## Dataset content

Issue #1468, opened 2023-08-01
Hard limits in proto files


Posya:
I made a scheme based on the scheme from Google IAM example, but at the same time, for our use, the number of relations in the role definitions was increased to 1500.
At the same time, the scheme itself has grown in size to 900 kb.
Is it possible to change the limit in the proto file, which now does not allow schemas above 256 kb? 2...4 Mb.
Could you check in your environment if SpiceDB will work fine with such large schemas?
Are there any restrictions on the size of the schema (other than the specified limits in the proto files?)
By the way, is it possible to also increase the length of the relation? Now it can be maximum 64 bytes.

Posya:
I checked for myself: increasing the limit by 10 times did not lead to any problems.

Posya:
I'm using latest postgres container

PR #1480, opened 2023-08-03
Change MySQL definition columns to LONGBLOB in prep for supporting larger definitions

josephschorr:
Part #1 of #1468

While each definition will not likely be super large, there is a definite need for larger individual definitions

### DIFF
--- a/internal/datastore/mysql/migrations/zz_migration.0006_convert_definitions_to_longblob.go
+++ b/internal/datastore/mysql/migrations/zz_migration.0006_convert_definitions_to_longblob.go
@@ -1,0 +1,26 @@
+package migrations
+
+import "fmt"
+
+func convertNamespaceDefinitionToLongBlob(t *tables) string {
+	return fmt.Sprintf(`ALTER TABLE %s
+		MODIFY serialized_config LONGBLOB NOT NULL;`,
+		t.Namespace(),
+	)
+}
+
+func convertCaveatDefinitionToLongBlob(t *tables) string {
+	return fmt.Sprintf(`ALTER TABLE %s
+		MODIFY definition LONGBLOB NOT NULL;`,
+		t.Caveat(),
+	)
+}
+
+func init() {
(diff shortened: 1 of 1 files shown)


internal/datastore/mysql/migrations/zz_migration.0006_convert_definitions_to_longblob.go
```diff
@@ -0,0 +1,26 @@
+package migrations
+
+import "fmt"
+
+func convertNamespaceDefinitionToLongBlob(t *tables) string {
+	return fmt.Sprintf(`ALTER TABLE %s
+		MODIFY serialized_config LONGBLOB NOT NULL;`,
```
ecordell, line 7: We sure we don't want MEDIUMBLOB here? 

BLOB = 64KB
MEDIUMBLOB=16MB
LONGBLOB=4GB

64k to 4g seems like a big jump

josephschorr: It is merely a max size, still constrained by the overall schema size limits. Further, the other types have overhead: https://www.tutorialspoint.com/What-is-the-maximum-length-of-data-we-can-put-in-a-BLOB-column-in-MySQL

ecordell: that doc is definitely wrong, longblobs [use a 4-byte prefix](https://dev.mysql.com/doc/refman/8.0/en/storage-requirements.html#:~:text=L%20%2B%204%20bytes%2C%20where%20L%20%3C%20232) (the only distinction between the types is the number of bytes used for the length prefix)

but the 1 byte difference is probably not a big deal, lgtm

ecordell (approved):

internal/datastore/mysql/migrations/zz_migration.0006_convert_definitions_to_longblob.go
josephschorr: Darn internet... maybe we use MEDIUMBLOB then?

PR #1531, opened 2023-09-08
Update gRPC and Go versions

josephschorr:


jzelinskie (approved):

go.mod
```diff
@@ -1,6 +1,6 @@
 module github.com/authzed/spicedb
 
-go 1.20
```
vroldanbet, line 3: Why bumping the version, is the codebase using any 1.21 specific API?

PR #1540, opened 2023-09-19
Fix a panic in Postgres revision parsing for incompatible ZedTokens

### LINKED ISSUE #1539: Panic on giving ZedTokens from CRDB to Postgres
When giving a ZedToken that was created by CRDB-backed SpiceDB to a Postgres-backed SpiceDB, a panic can be raised if the ZedToken contains a timestamp that is too large for Postgres to handle

This should instead return an error.

Thanks to `Duncan` in Discord for reporting (https://discord.com/channels/844600078504951838/1153638230051270698)

josephschorr:
If Postgres is passed a ZedToken from CRDB, it will (incorrectly) interpret the token and try to create a slice with too much capacity. This change caps the delta on the transaction IDs and returns an error in that scenario

Fixes #1539

### DIFF
--- a/internal/datastore/postgres/revisions.go
+++ b/internal/datastore/postgres/revisions.go
@@ -169,6 +169,14 @@ func parseRevisionProto(revisionStr string) (datastore.Revision, error) {
 	}, nil
 }
 
+// MaxLegacyXIPDelta is the maximum allowed delta between the xmin and
+// xmax revisions IDs on a *legacy* revision stored as a revision decimal.
+// This is set to prevent a delta that is too large from blowing out the
+// memory usage of the allocated slice, or even causing a panic in the case
+// of a VERY large delta (which can be produced by, for example, a CRDB revision
+// being given to a Postgres datastore accidentally).
+const MaxLegacyXIPDelta = 1000
+
 // parseRevisionDecimal parses a deprecated decimal.Decimal encoding of the revision
 // with an optional xmin component, in the format of revision.xmin, e.g. 100.99.
 // Because we're encoding to a snapshot, we want the revision to be considered visible,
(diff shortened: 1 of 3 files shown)


DBBrowne:
Are we sure it's a size issue, rather than an `int` vs `float` issue?

in our case, the similarly sized `GhUKEzE2OTM1NDA5NDQ5NTk3MjA1OTI=` does not cause the pre-change panic that `GiAKHjE2OTM1NDA5NDAzNzMwNDU3MjcuMDAwMDAwMDAwMQ==` does.

jzelinskie (dismissed):

josephschorr:
Yeah, its a capacity failure on trying to create a slice to track the overlap revisions. The panic occurs on a `uint64`, so it cannot be a float issue

DBBrowne:
> Yeah, its a capacity failure on trying to create a slice to track the revisions. The panic occurs on a `uint64`, so it cannot be a float issue

The failing token `GiAKHjE2OTM1NDA5NDAzNzMwNDU3MjcuMDAwMDAwMDAwMQ==` decodes to `\x1a \n\x1e1693540940373045727.0000000001`

So if it's a size issue, we'd expect `\x1a \n\x1e1693540940373045728` (`GiAKHjE2OTM1NDA5NDAzNzMwNDU3Mjg=`) to throw as well?

josephschorr:
> So if it's a size issue, we'd expect `\x1a \n\x1e1693540940373045728` (`GiAKHjE2OTM1NDA5NDAzNzMwNDU3Mjg=`) to throw as well?

We would, except the lack of a decimal point means that it is interpreted as size `0`. This is because legacy Postgres revisions were stored as a decimal representing a *range*, where `X.Y` was a *range* from Y->X.

In the case of the first revision given, `1693540940373045727.0000000001` became `1693540940373045727 -> 1` for a size of `1693540940373045726`. In your second example, `1693540940373045728` became `1693540940373045728->1693540940373045728`, with a size of `0`.

This is all because legacy Postgres revisions were stored in this particular format, and giving a CRDB revision that "just so happened" to hit the legacy parsing code perfectly

jakedt (approved):

DBBrowne:
Ah, interesting on the postgres history, ty.

so here the second part of the decimal timestamp is correctly being parsed as an xmin candidate, and correctly assigned to xmin on L208, as if it was a postgres revision.

it's correct then to return the error at that point, not dismiss the float timestamp sooner.

thanks again!

PR #1549, opened 2023-09-27
runs Postgres tests with all 4 latest versions

vroldanbet:
The reasoning is that we are considering Postgres 15 for its better query planner index selection, so this PR adds testing for multiple Postgres versions. At some point, we will drop support for older Postgres versions, but for now, let's from the minimum supported version to the latest.

### DIFF
--- a/internal/datastore/postgres/postgres_test.go
+++ b/internal/datastore/postgres/postgres_test.go
@@ -23,6 +23,7 @@ import (
 
 	"github.com/authzed/spicedb/internal/datastore/common"
 	pgcommon "github.com/authzed/spicedb/internal/datastore/postgres/common"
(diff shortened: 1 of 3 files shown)


internal/datastore/postgres/postgres_test.go
```diff
@@ -40,17 +41,36 @@ func (pgd *pgDatastore) ExampleRetryableError() error {
...
+		trace.WithSampler(trace.AlwaysSample()),
+	)
+	otel.SetTracerProvider(testTraceProvider)
+}
+
 func TestPostgresDatastore(t *testing.T) {
+	t.Parallel()
+
 	for _, config := range []struct {
 		targetMigration string
```
ecordell, line 61: this is left around from the phased migration in 1.14, I believe. Can probably remove it now?

ecordell (approved):

PR #1550, opened 2023-09-28
Add new index to postgres datastore

vroldanbet:
This adds 1 new indexes to optimize:
- GC operations

⚠️ important! This index will not be selected by the query planner in PG 13 and 14 due to the usage of the `xid8` type 

## [add tuned GC index](https://github.com/authzed/spicedb/commit/6fb514fe065a64e7085fe2d3c5da6bb776f02595) 

the original GC index was rarely selected
when GC'ing relations with millions of relationships.
This caused a sequential scan that could load potentially
Gigabytes worth of data, and overload the database.

⚠️ Postgres 13 and 14 do not correctly select this new index
because the query planner struggles with the xid8 datatype.
Postgres 15 will be needed for this index to
actually work. For scenarios where relations aren't very wide,
older PG versions may have an acceptable query latency for GC,
but we strongly recommend moving to PG15.

This migration also deletes the old suboptimal index after
the new one is created.

### DIFF
--- a/internal/datastore/postgres/migrations/zz_migration.0016_add_tuned_gc_index.go
+++ b/internal/datastore/postgres/migrations/zz_migration.0016_add_tuned_gc_index.go
@@ -1,0 +1,34 @@
+package migrations
+
+import (
+	"context"
+	"fmt"
+
+	"github.com/jackc/pgx/v5"
+)
+
+const createTunedGCIndex = `CREATE INDEX CONCURRENTLY 
+	IF NOT EXISTS ix_gc_index
+	ON relation_tuple (deleted_xid DESC)
+    WHERE deleted_xid < '9223372036854775807'::xid8;`
+
+const deleteSuboptimalGCIndex = `DROP INDEX CONCURRENTLY IF EXISTS ix_relation_tuple_by_deleted_xid`
+
+func init() {
+	if err := DatabaseMigrations.Register("add-tuned-gc-index", "add-gc-covering-index",
+		func(ctx context.Context, conn *pgx.Conn) error {
+			if _, err := conn.Exec(ctx, createTunedGCIndex); err != nil {
+				return fmt.Errorf("failed to create new tuned GC Index: %w", err)
+			}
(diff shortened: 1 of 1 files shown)


josephschorr:
@vroldanbet I wonder if we should have a migration to run `ANALYZE TABLE` after the concurrent indexes are added to ensure the stats are correct for them?

vroldanbet:
@josephschorr from [this post](https://stackoverflow.com/questions/37261697/how-to-efficiently-vacuum-analyze-tables-in-postgres):

>A table of 40 Million rows, the auto vacuum will run when the table will receive 8 Million updates or deletes. Similarly the table needs to receive 4 Million updates or deletes in order for the auto analyze to start. Mostly tables of such size would become slow before this threshold is received, due to which manually VACUUM FULL ANALYZE is recommend on a regular basis.

This [other post](https://dba.stackexchange.com/questions/241257/is-it-necessary-to-analyze-a-table-after-an-index-has-been-created) suggests that analyze would be necessary if index has an expression to it, which is the case here:

>If the index is just on simple columns like in your case, it is not necessary to ANALYZE the table after you create the index.
That is because statistics on the value distribution of the table columns are always collected, no matter if there is an index on the column or not.

>However, if you are indexing an expression like upper(some_column) or (CAST(some_column AS date)), you should run ANALYZE after creating the index.
PostgreSQL will then also collect statistics on the value distribution of the indexed expression. This happens automatically whenever autoanalyze runs, but it is a good idea to do it manually right after creating the index so you have good statistics right away.

My concerns here are:
- is running `ANALYZE` effective if the index is being created `CONCURRENTLY`?
- Could running `ANALYZE` to a PG running already a `CREATE INDEX` statement add sufficient load to disrupt service?

josephschorr:
> * is running `ANALYZE` effective if the index is being created `CONCURRENTLY`?

Unlikely, but I believe the migration will wait for the index to complete (concurrently) before the next one is run, so the ANALYZE should apply afterwards

> Could running ANALYZE to a PG running already a CREATE INDEX statement add sufficient load to disrupt service?

Yes, but one would imagine that CREATE INDEX is not also running unless someone is running the migration command twice (at the same time)

PR #1552, opened 2023-09-28
Improve experience on pg serialization errors

vroldanbet:
ℹ️ Depends on https://github.com/authzed/authzed-go/pull/147 and https://github.com/authzed/api/pull/88 merging first

I tried to improve two aspects of serialization errors:
- retrying them on the server side to spare the client doing it themselves
- do exponential backoff
- better logging and more concise logging
- better gRPC response (`Aborted` instead of `Unknown`)

This greatly improved the odds of transactions to succeed.

## Details

serialization errors are not well handled in the Postgres datastore:
- they tend to be logged by the `pgx` driver with potentially very large SQL statements
- they are not retried, nor there is a backoff. There are also other types of errors that are not being retried, like `conn closed` (which pgx considers safe to retry)
- they return to the client as unknown instead of the recommended aborted gRPC code
- no information is logged on retries in `debug` level
- logs can get extremely verbose due to large SQL and args

Serialization errors can also manifest as a transaction rollback, and so code is added to retry and wrap the error accordingly, in which case gRPC `aborted` is returned.

Additionally, retries after serialization can lead to longer requests, and longer requests can hit the
deadline. Sometimes a cancellation leads to the pgx connection being asynchronously closed, losing information about the original cause that closed it. Unfortunately, there isn't an exported type for this, so it's detected via the string. The error is turned into a multi-error that has cancellation. In a local load test, evidence shows that in all cases the original reason was cancellation.

A call to `pgx.SafeToRetry` is added to handle various pgx internal errors (like `conn closed`) and determine if they can be retried. This has helped retry errors it didn't use to retry before.

Retries also now have a backoff, since the default maximum of 10 can knock down the database. The retry function is refactored, and the minimum wait is reduced since the total backoff grows pretty quickly, and will easily
make the client hit the typical deadlines. The log message for retries is moved to Debug since serialization errors can be pretty common so it shouldn't be considered a warning.

I also detected that the backoff function wasn't respecting the context cancellation, so even when the client had canceled, the goroutine would be still asleep. The function was changed to cancel immediately after the client signal.

### DIFF
--- a/internal/datastore/common/errors.go
+++ b/internal/datastore/common/errors.go
@@ -24,7 +24,7 @@ func (err SerializationError) GRPCStatus() *status.Status {
 		err,
 		codes.Aborted,
 		spiceerrors.ForReason(
-			v1.ErrorReason_ERROR_REASON_WRITE_OR_DELETE_PRECONDITION_FAILURE,
+			v1.ErrorReason_ERROR_REASON_SERIALIZATION_FAILURE,
 			map[string]string{},
 		),
 	)
--- a/internal/datastore/common/errors.go
+++ b/internal/datastore/common/errors.go
@@ -13,6 +13,32 @@ import (
 	"github.com/authzed/spicedb/pkg/tuple"
 )
 
+// SerializationError is returned when there's been a serialization
+// error while performing a datastore operation
+type SerializationError struct {
+	error
+}
+
+func (err SerializationError) GRPCStatus() *status.Status {
+	return spiceerrors.WithCodeAndDetails(
+		err,
+		codes.Aborted,
+		spiceerrors.ForReason(
+			v1.ErrorReason_ERROR_REASON_WRITE_OR_DELETE_PRECONDITION_FAILURE,
+			map[string]string{},
+		),
+	)
+}
+
+func (err SerializationError) Unwrap() error {
+	return err.error
+}
+
+// NewSerializationError creates a new SerializationError
+func NewSerializationError(err error) error {
+	return SerializationError{err}
+}
+
 // CreateRelationshipExistsError is an error returned when attempting to CREATE an already-existing
 // relationship.
 type CreateRelationshipExistsError struct {
--- a/internal/datastore/postgres/common/pgx.go
+++ b/internal/datastore/postgres/common/pgx.go
@@ -107,6 +107,9 @@ func ConfigurePGXLogger(connConfig *pgx.ConnConfig) {
 	addTracer(connConfig, &tracelog.TraceLog{Logger: levelMappingFn(l), LogLevel: tracelog.LogLevelInfo})
 }
 
+// truncateLargeSQL takes arguments of a SQL statement provided via pgx's tracelog.LoggerFunc and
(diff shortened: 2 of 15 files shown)


internal/datastore/common/errors.go
```diff
@@ -13,6 +13,32 @@ import (
...
+type SerializationError struct {
+	error
+}
+
+func (err SerializationError) GRPCStatus() *status.Status {
+	return spiceerrors.WithCodeAndDetails(
+		err,
+		codes.Aborted,
+		spiceerrors.ForReason(
+			v1.ErrorReason_ERROR_REASON_WRITE_OR_DELETE_PRECONDITION_FAILURE,
```
josephschorr, line 27: we should probably define a new API error code for this and change it here

internal/datastore/postgres/common/pgx.go
```diff
@@ -109,6 +107,52 @@ func ConfigurePGXLogger(connConfig *pgx.ConnConfig) {
 	addTracer(connConfig, &tracelog.TraceLog{Logger: levelMappingFn(l), LogLevel: tracelog.LogLevelInfo})
 }
 
+func truncateLargeSQL(data map[string]any) {
```
josephschorr, line 110: Add a comment that this does so in place

internal/datastore/postgres/common/pgx.go
```diff
@@ -109,6 +107,52 @@ func ConfigurePGXLogger(connConfig *pgx.ConnConfig) {
...
+	}
+	if argsData, ok := data["args"]; ok {
+		argsSlice, ok := argsData.([]any)
+		if ok && len(argsSlice) > maxSQLArgsLen {
+			data["args"] = argsSlice[:maxSQLArgsLen]
+		}
+	}
+}
+
+func IsCancellationError(err error) bool {
```
josephschorr, line 130: doc comments on exported members

internal/datastore/common/errors.go
vroldanbet: Sounds good 👍🏻

vroldanbet: Opened https://github.com/authzed/api/pull/88

internal/datastore/postgres/common/pgx.go
```diff
@@ -109,6 +107,56 @@ func ConfigurePGXLogger(connConfig *pgx.ConnConfig) {
 	addTracer(connConfig, &tracelog.TraceLog{Logger: levelMappingFn(l), LogLevel: tracelog.LogLevelInfo})
 }
 
+// truncateLargeSQL takes arguments of a SQL statement provided via pgx's tracelog.LoggerFunc and
+// truncates SQL statements and SQL arguments to placeholders that exceed a certain length. This helps
```
josephschorr, line 111: truncateLargeSQL takes arguments of a SQL statement provided via pgx's tracelog.LoggerFunc and
replaces SQL statements and SQL arguments with placeholders when the statements and/or arguments exceed a certain length

josephschorr (approved):
LGTM

PR #1553, opened 2023-09-30
Order onr comparisons by cardinality for short-circuiting

bradengroom:
This is a small optimization that carries forward the idea set in [onrEqual](https://github.com/authzed/spicedb/blob/846f79e3b9fb86c04a59037ab25a0280e0f7090a/internal/graph/check.go#L202). The comparisons are swapped so that the higher cardinality check happens first to allow for faster short-circuiting.


bradengroom:

bradengroom:
recheck

josephschorr (approved):
LGTM

PR #1562, opened 2023-10-03
Compare tuples without stringifying

bradengroom:
This updates the mysql datastore to compare tuples without stringifying.

### DIFF
--- a/pkg/tuple/onr.go
+++ b/pkg/tuple/onr.go
@@ -108,3 +108,12 @@ func StringsONRs(onrs []*core.ObjectAndRelation) []string {
 	sort.Strings(onrstrings)
 	return onrstrings
 }
+
+func OnrEqual(lhs, rhs *core.ObjectAndRelation) bool {
+	// Properties are sorted by highest to lowest cardinality to optimize for short-circuiting.
+	return lhs.ObjectId == rhs.ObjectId && lhs.Relation == rhs.Relation && lhs.Namespace == rhs.Namespace
+}
+
+func OnrEqualOrWildcard(tpl, target *core.ObjectAndRelation) bool {
+	return OnrEqual(tpl, target) || (tpl.ObjectId == PublicWildcard && tpl.Namespace == target.Namespace)
+}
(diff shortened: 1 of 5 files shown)


pkg/tuple/tuple.go
```diff
@@ -263,6 +271,11 @@ func Delete(tpl *core.RelationTuple) *core.RelationTupleUpdate {
 	}
 }
 
+func Equal(lhs, rhs *core.RelationTuple) bool {
+	// TODO(jschorr): Use a faster method then string comparison for caveats.
+	return OnrEqual(lhs.ResourceAndRelation, rhs.ResourceAndRelation) && OnrEqual(lhs.Subject, rhs.Subject) && MustStringCaveat(lhs.Caveat) == MustStringCaveat(rhs.Caveat)
```
bradengroom, line 276: We still stringify the caveat if everything else matches. There might be some optimizations that could be made here. For example, we could count the keys before stringifying. I'm not sure if this is worth doing.

vroldanbet: There is a function in the codebase that computes a hash of the caveat context. I'm not sure that'd be faster than stringifying tho.

pkg/tuple/onr.go
```diff
@@ -108,3 +108,12 @@ func StringsONRs(onrs []*core.ObjectAndRelation) []string {
 	sort.Strings(onrstrings)
 	return onrstrings
 }
+
+func OnrEqual(lhs, rhs *core.ObjectAndRelation) bool {
+	// Properties are sorted by highest to lowest cardinality to optimize for short-circuiting.
+	return lhs.ObjectId == rhs.ObjectId && lhs.Relation == rhs.Relation && lhs.Namespace == rhs.Namespace
+}
+
+func OnrEqualOrWildcard(tpl, target *core.ObjectAndRelation) bool {
```
vroldanbet, line 117: do we have tests for this?

vroldanbet (commented):
Thanks for your contribution! ✨ Changes look good to me, added some minor feedback

pkg/tuple/onr.go
bradengroom: Nope! They aren't new really. I just relocated them from `internal/graph/check.go`. I can write tests though

bradengroom:
Added tests for the equality functions.

The caveat hashing function I found looked like it accepts a different type (protobuf struct?) than I have. I wasn’t sure how strongly you felt about using the hashing function, but I’m happy to look into it more if you want.

vroldanbet (approved):
This looks good to me, thanks for contributing back to the project! 🎉

PR #1565, opened 2023-10-04
Use lo.Uniq function

bradengroom:
This removes the custom `slicez.Unique` function in favor of `lo.Uniq` function which does the exact same thing. Why own this code if you don't have to? 🙂

I wanted to make another change, but that got out of hand, so I left thoughts below.


internal/graph/check.go
```diff
@@ -155,7 +156,7 @@ func (cc *ConcurrentChecker) checkInternal(ctx context.Context, req ValidatedChe
 	}
 
 	// Deduplicate any incoming resource IDs.
-	resourceIds := slicez.Unique(req.ResourceIds)
+	resourceIds := lo.Uniq(req.ResourceIds)
```
bradengroom, line 159: I really wanted to swap this to use `mapz.NewSet[string]`. That would allow loop in this function to be removed
https://github.com/authzed/spicedb/blob/fe18f6700b1104f3f76807128cc0bb12508c2654/internal/graph/check.go#L534

```
	if resourceIds.Has(subject.ObjectId) {
		membershipSet := NewMembershipSet()
		membershipSet.AddDirectMember(subject.ObjectId, nil)
		resourceIds.Remove(subject.ObjectId)
		return membershipSet, resourceIds
	}
```

This blew up and I ended up updating a ton of stuff to use the set structure. This may or may not be a _bad_ idea, but it was getting out of hand enough that I thought I'd ask for thoughts from other before attempting that change. It was putting me down the path of updating [RelationshipsFilter](https://github.com/authzed/spicedb/blob/fe18f6700b1104f3f76807128cc0bb12508c2654/pkg/datastore/datastore.go#L60) to be a `mapz.Set`. This falls outside of the `internal/` package, so I'm not sure if that interface is something that can safely be changed.

bradengroom: Meh. Probably not worth it as I think about it.

josephschorr: If it reduces memory or CPU, then it might be worth it. You'd have to benchmark though

jzelinskie: I think it's more understandable API contract to return a set if you're guaranteeing uniqueness.

We should follow the execution path, if there are lots of appends, it's probably less efficient.

bradengroom: Alright thanks. I'll play with this idea in a separate PR.

jzelinskie:
Looks like this PR needs a `mage deps:tidy` and then it LGTM

bradengroom:
> Looks like this PR needs a `mage deps:tidy` and then it LGTM

Thanks! `mage` is new to me, so it would've taken me a while to find that.

josephschorr:
@bradengroom Please rebase your changes down to a single commit and then looks good

jzelinskie (approved):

## Your instructions
The answer is to be a bare number, showing how many lines of the records contain "believe".

## Reply to the task
2